InteRACT: Transformer Models for Human Intent Prediction Conditioned on Robot Actions
Kushal Kedia, Atiksh Bhardwaj, Prithwish Dan, Sanjiban Choudhury
TL;DR
InteRACT tackles the problem of predicting a human partner's future intent in collaborative manipulation by conditioning the prediction on the robot's planned actions. It uses a transformer-based architecture pre-trained on large-scale human-human data and transferred to human-robot data through a representation-alignment scheme, aided by a tele-operated paired dataset CoMaD. The approach introduces an action-conditioned decoding mechanism and two alignment losses to bridge human and robot representations, demonstrating improved accuracy over marginal baselines in both human-human and human-robot tasks and enabling safer, more proactive robot planning.

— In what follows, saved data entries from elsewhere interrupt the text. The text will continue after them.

PR #38512, opened 2026-08-27
fix(proxy): import assert_never and NotRequired from typing_extensions

msdianprince-7:
## TLDR

Problem this solves:

- `pyproject.toml` says Python >=3.10, but the proxy will not import on 3.10
- `typing.assert_never` and `typing.NotRequired` only exist from 3.11
- Both sit at module scope on the proxy start path
- Nothing stops the next one from landing

How it solves it:

- Import both from `typing_extensions`, as 191 other modules do
- Add a code-quality gate for 3.11-only stdlib names
- Wire that gate into the existing code-quality workflow

## User Flow

Before: someone on Python 3.10, which the package says it supports, cannot start the proxy at all

1. They `pip install litellm[proxy]` into a Python 3.10 environment, and pip accepts it because the package declares `requires-python = ">=3.10, <3.15"`
2. They run `litellm --config config.yaml`
3. Startup dies before serving anything with `ImportError: cannot import name 'NotRequired' from 'typing'`
4. They pin back to an older release rather than debug it, which is what the issue reports people doing, and stop getting security fixes

After: the same install starts normally on 3.10

1. They `pip install litellm[proxy]` into the same Python 3.10 environment
2. They run `litellm --config config.yaml`
3. The proxy starts and serves requests
4. A later change that reintroduces a 3.11-only stdlib import fails CI instead of shipping

## Relevant issues

Fixes #38202

## Pre-Submission checklist

**Please complete all items before asking a LiteLLM maintainer to review your PR**

- [x] I have added meaningful tests
- [x] The handful of test files covering my change pass locally, e.g. `uv run pytest tests/test_litellm/<your_test_file>.py -v`. Leave the suites (`make test-unit-*`, `make test-unit`) to CI: it finishes in ~15 minutes where a laptop takes an hour or more
- [ ] My PR passes all required CI/CD checks (e.g., lint, schema.d.ts sync check, etc.)
- [x] My PR's scope is as isolated as possible; it only solves 1 specific problem
- [ ] I have received a Greptile **Confidence Score of at least 4/5** before requesting a maintainer review (Greptile reviews automatically once the PR is opened; only comment `@greptileai` to re-request a review after pushing changes)

## Delays in PR merge?

If you're seeing a delay in your PR being merged, ping the LiteLLM Team on [Slack (#pr-review)](https://join.slack.com/t/litellmossslack/shared_invite/zt-3o7nkuyfr-p_kbNJj8taRfXGgQI1~YyA).

## Drift while this PR was open

[...]

PR #38879, opened 2026-08-30
fix(vector_stores): stop sharing one list across default-constructed registries

### LINKED ISSUE #38874: [Bug]: `VectorStoreIndexRegistry` and `VectorStoreRegistry` use mutable default list arguments (`[]`)
### What is the issue?

In `litellm/vector_stores/vector_store_registry.py`, both `VectorStoreIndexRegistry.__init__` (line 35) and `VectorStoreRegistry.__init__` (line 104) use a mutable default argument `[]`:

```python
class VectorStoreIndexRegistry:
    def __init__(self, vector_store_indexes: list[LiteLLM_ManagedVectorStoreIndex] = []):
        self.vector_store_indexes: list[LiteLLM_ManagedVectorStoreIndex] = vector_store_indexes
```

```python
class VectorStoreRegistry:
    def __init__(self, vector_stores: list[LiteLLM_ManagedVectorStore] = []):
        self.vector_stores: list[LiteLLM_ManagedVectorStore] = vector_stores
```

Because default argument values are evaluated once when the function/class is defined in Python, any instances created with default arguments (`VectorStoreIndexRegistry()` or `VectorStoreRegistry()`) share the same underlying list object. When `upsert_vector_store_index()` or list mutations occur on one instance, it silently pollutes and mutates all other registry instances.

### Reproduction

```python
from litellm.vector_stores.vector_store_registry import VectorStoreIndexRegistry, LiteLLM_ManagedVectorStoreIndex

# Create two independent instances using default arguments
reg1 = VectorStoreIndexRegistry()
reg2 = VectorStoreIndexRegistry()

print(reg1.vector_store_indexes is reg2.vector_store_indexes) # True (shared object)

# Mutating reg1 modifies reg2:
reg1.vector_store_indexes.append(LiteLLM_ManagedVectorStoreIndex(index_name="test_index", ...))
print(len(reg2.get_vector_store_indexes())) # Unexpectedly returns 1 instead of 0
```

### Proposed Solution

Default to `None` and instantiate a new list per instance:

```python
class VectorStoreIndexRegistry:
    def __init__(
        self,
        vector_store_indexes: Optional[list[LiteLLM_ManagedVectorStoreIndex]] = None,
    ):
        self.vector_store_indexes: list[LiteLLM_ManagedVectorStoreIndex] = (
            vector_store_indexes if vector_store_indexes is not None else []
        )


class VectorStoreRegistry:
    def __init__(
        self,
        vector_stores: Optional[list[LiteLLM_ManagedVectorStore]] = None,
    ):
        self.vector_stores: list[LiteLLM_ManagedVectorStore] = (
            vector_stores if vector_stores is not None else []
        )
```

Happy to submit a PR with unit tests if this looks good!

msdianprince-7:
## TLDR

Problem this solves:

- Both vector store registries default their list argument to `[]`
- Python evaluates that once, so every default-built registry shares it
- The proxy builds one that way at startup
- An upsert into it leaks into every registry made afterwards

How it solves it:

- Default to `None` and build a fresh list per instance
- Keep using a caller-supplied list as given, empty ones included

## User Flow

Before: an operator sees vector stores they never configured, and cannot get rid of them

1. They start the proxy with no vector stores in `config.yaml`, so startup builds an empty registry
2. They add one store at runtime through `POST https://litellm-domain/vector_store/new`
3. Anything that later builds a registry of its own starts out already holding that store, because both registries are the same list
4. `GET https://litellm-domain/vector_store/list` reports stores that the fresh registry was never given
5. Restarting the proxy clears it, so it looks intermittent and tracks nothing an operator changed

After: each registry starts with its own empty list

1. They start the proxy the same way with no vector stores configured
2. They add the same store through `POST https://litellm-domain/vector_store/new`
3. A registry built afterwards starts empty, as it was asked to
4. `GET https://litellm-domain/vector_store/list` reports only the stores that registry actually holds
5. Passing an explicit list still hands that exact list to the registry, so callers that manage their own list are unaffected

## Relevant issues

Fixes #38874

## Pre-Submission checklist

## Delays in PR merge?

## One difference from the issue's suggestion

The issue proposes `Optional[list[...]] = None`. This uses `list[...] | None`, which is the modern spelling and what the rest of this file already uses. The `is not None` check is kept rather than `or []`, so a caller that passes its own empty list still gets that same list back instead of a new one, which `or []` would quietly replace.

## Screenshots / Proof of Fix

`proxy_server.py:5832` builds `VectorStoreRegistry()` with no arguments during startup, so the shared default is on a live path. The shortest way to see it is to build two registries and mutate one:

```python
from litellm.vector_stores.vector_store_registry import VectorStoreRegistry, VectorStoreIndexRegistry
from litellm.types.vector_stores import LiteLLM_ManagedVectorStore

a, b = VectorStoreRegistry(), VectorStoreRegistry()
print("shared list?", a.vector_stores is b.vector_stores)
a.vector_stores.append(LiteLLM_ManagedVectorStore(vector_store_id="vs-leak", custom_llm_provider="bedrock"))
print("next fresh registry len:", len(VectorStoreRegistry().vector_stores))

c, d = VectorStoreIndexRegistry(), VectorStoreIndexRegistry()
print("index shared list?", c.vector_store_indexes is d.vector_store_indexes)
```

#### two default-built registries are the same object

1. `python repro.py`
2. ```
   shared list? True
   next fresh registry len: 1
   index shared list? True
   ```
3. A registry that was never given a store reports one

### After (97594804f6)

#### each default-built registry gets its own list

1. `python repro.py`
2. ```
   shared list? False
   next fresh registry len: 0
   index shared list? False
   ```
3. A caller-supplied empty list is still the same object the registry holds

No provider call is involved, since this is process-local state rather than anything on the wire.

## Type

🐛 Bug Fix

### Low

- The registry still holds the caller's list rather than a copy, so a caller that keeps mutating the list it passed in still shares state with the registry
  - That is existing behaviour and some callers may rely on it, so this change leaves it alone
  - Only the shared default is fixed, which is what the issue reports

## Final Attestation

---

> [!NOTE]
> **Low Risk**
> Process-local initialization fix with targeted tests; no auth, wire, or persistence logic changes beyond stopping accidental cross-instance list sharing.
> 
> **Overview**
> Fixes a **mutable default argument** bug on `VectorStoreRegistry` and `VectorStoreIndexRegistry`: both used `= []`, so every no-arg construction (including proxy startup at `VectorStoreRegistry()`) shared one in-memory list. Runtime upserts could show up on unrelated fresh registries and skew `GET /vector_store/list` until restart.
> 
> Constructors now default to **`None`** and assign a **new empty list per instance**; an explicitly passed list (including `[]`) is still stored **by reference**, unchanged from prior caller semantics.
> 
> Adds **`TestRegistriesDoNotShareDefaultState`** to lock in isolation between default instances and preserve supplied-list behavior.
> 
> <sup>Reviewed by [Cursor Bugbot](https://cursor.com/bugbot) for commit 97594804f6338a688fa332e26e549fe2c914d66d. Bugbot is set up for automated code reviews on this repo. Configure [here](https://www.cursor.com/dashboard/bugbot).</sup>

### DIFF
--- a/litellm/vector_stores/vector_store_registry.py
+++ b/litellm/vector_stores/vector_store_registry.py
@@ -32,8 +32,10 @@ else:
 
 
 class VectorStoreIndexRegistry:
-    def __init__(self, vector_store_indexes: list[LiteLLM_ManagedVectorStoreIndex] = []):
-        self.vector_store_indexes: list[LiteLLM_ManagedVectorStoreIndex] = vector_store_indexes
+    def __init__(self, vector_store_indexes: list[LiteLLM_ManagedVectorStoreIndex] | None = None):
+        self.vector_store_indexes: list[LiteLLM_ManagedVectorStoreIndex] = (
+            vector_store_indexes if vector_store_indexes is not None else []
+        )
 
     def get_vector_store_indexes(self) -> list[LiteLLM_ManagedVectorStoreIndex]:
         """
@@ -101,8 +103,8 @@ class VectorStoreIndexRegistry:
 
 
 class VectorStoreRegistry:
-    def __init__(self, vector_stores: list[LiteLLM_ManagedVectorStore] = []):
-        self.vector_stores: list[LiteLLM_ManagedVectorStore] = vector_stores
+    def __init__(self, vector_stores: list[LiteLLM_ManagedVectorStore] | None = None):
+        self.vector_stores: list[LiteLLM_ManagedVectorStore] = vector_stores if vector_stores is not None else []
         self.vector_store_ids_to_vector_store_map: dict[str, LiteLLM_ManagedVectorStore] = {}
 
     def _extract_tool_params(self, tool: dict) -> VectorStoreToolParams:
--- a/tests/test_litellm/vector_stores/test_vector_store_registry.py
+++ b/tests/test_litellm/vector_stores/test_vector_store_registry.py
@@ -13,7 +13,10 @@ from unittest.mock import MagicMock
 import litellm
 from litellm.types.vector_stores import LiteLLM_ManagedVectorStore
 from litellm.vector_stores.main import search
-from litellm.vector_stores.vector_store_registry import VectorStoreRegistry
+from litellm.vector_stores.vector_store_registry import (
+    VectorStoreIndexRegistry,
+    VectorStoreRegistry,
+)
 
 
 @pytest.fixture(autouse=True)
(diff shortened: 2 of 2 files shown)


msdianprince-7:
@greptileai

msdianprince-7:
@cursor review

msdianprince-7:
@mateo-berri sorry for the second ping — this one is much smaller than #38512 and should be a quick call either way.

Both registry classes use a mutable default argument, so every default-constructed instance shares one list. Two lines against current staging:

```python
>>> from litellm.vector_stores.vector_store_registry import VectorStoreRegistry
>>> a, b = VectorStoreRegistry(), VectorStoreRegistry()
>>> a.vector_stores.append({"vector_store_id": "leaked-from-a"})
>>> b.vector_stores
[{'vector_store_id': 'leaked-from-a'}]
>>> a.vector_stores is b.vector_stores
True
```

Same for `VectorStoreIndexRegistry`. The fix is the standard `None` sentinel — 10 lines of source, no behavior change for callers that pass a list.

On scope, to be straight about it: the proxy itself is mostly insulated today. `proxy_server.py:5828` default-constructs it, but under an `if litellm.vector_store_registry is None` guard, and nothing resets that global back to `None`, so it happens at most once per process. The people this actually bites are SDK users constructing registries directly and anything relying on test isolation — plus it's a trap for whoever next adds a reload path, since `load_vector_stores_from_config` appends straight into the shared list.

So: latent rather than on fire. Filing it as a cheap correctness fix, not an emergency.

CI is green and Bugbot came back clean. Happy to close it if you'd rather not take the churn.

msdianprince-7:
@greptileai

The work contributes a novel dataset, an effective transfer learning pipeline, and practical insights for coordinating human-robot teams in real-world manipulation tasks.
Abstract
In collaborative human-robot manipulation, a robot must predict human intents and adapt its actions accordingly to smoothly execute tasks. However, the human's intent in turn depends on actions the robot takes, creating a chicken-or-egg problem. Prior methods ignore such inter-dependency and instead train marginal intent prediction models independent of robot actions. This is because training conditional models is hard given a lack of paired human-robot interaction datasets. Can we instead leverage large-scale human-human interaction data that is more easily accessible? Our key insight is to exploit a correspondence between human and robot actions that enables transfer learning from human-human to human-robot data. We propose a novel architecture, InteRACT, that pre-trains a conditional intent prediction model on large human-human datasets and fine-tunes on a small human-robot dataset. We evaluate on a set of real-world collaborative human-robot manipulation tasks and show that our conditional model improves over various marginal baselines. We also introduce new techniques to tele-operate a 7-DoF robot arm and collect a diverse range of human-robot collaborative manipulation data, which we open-source.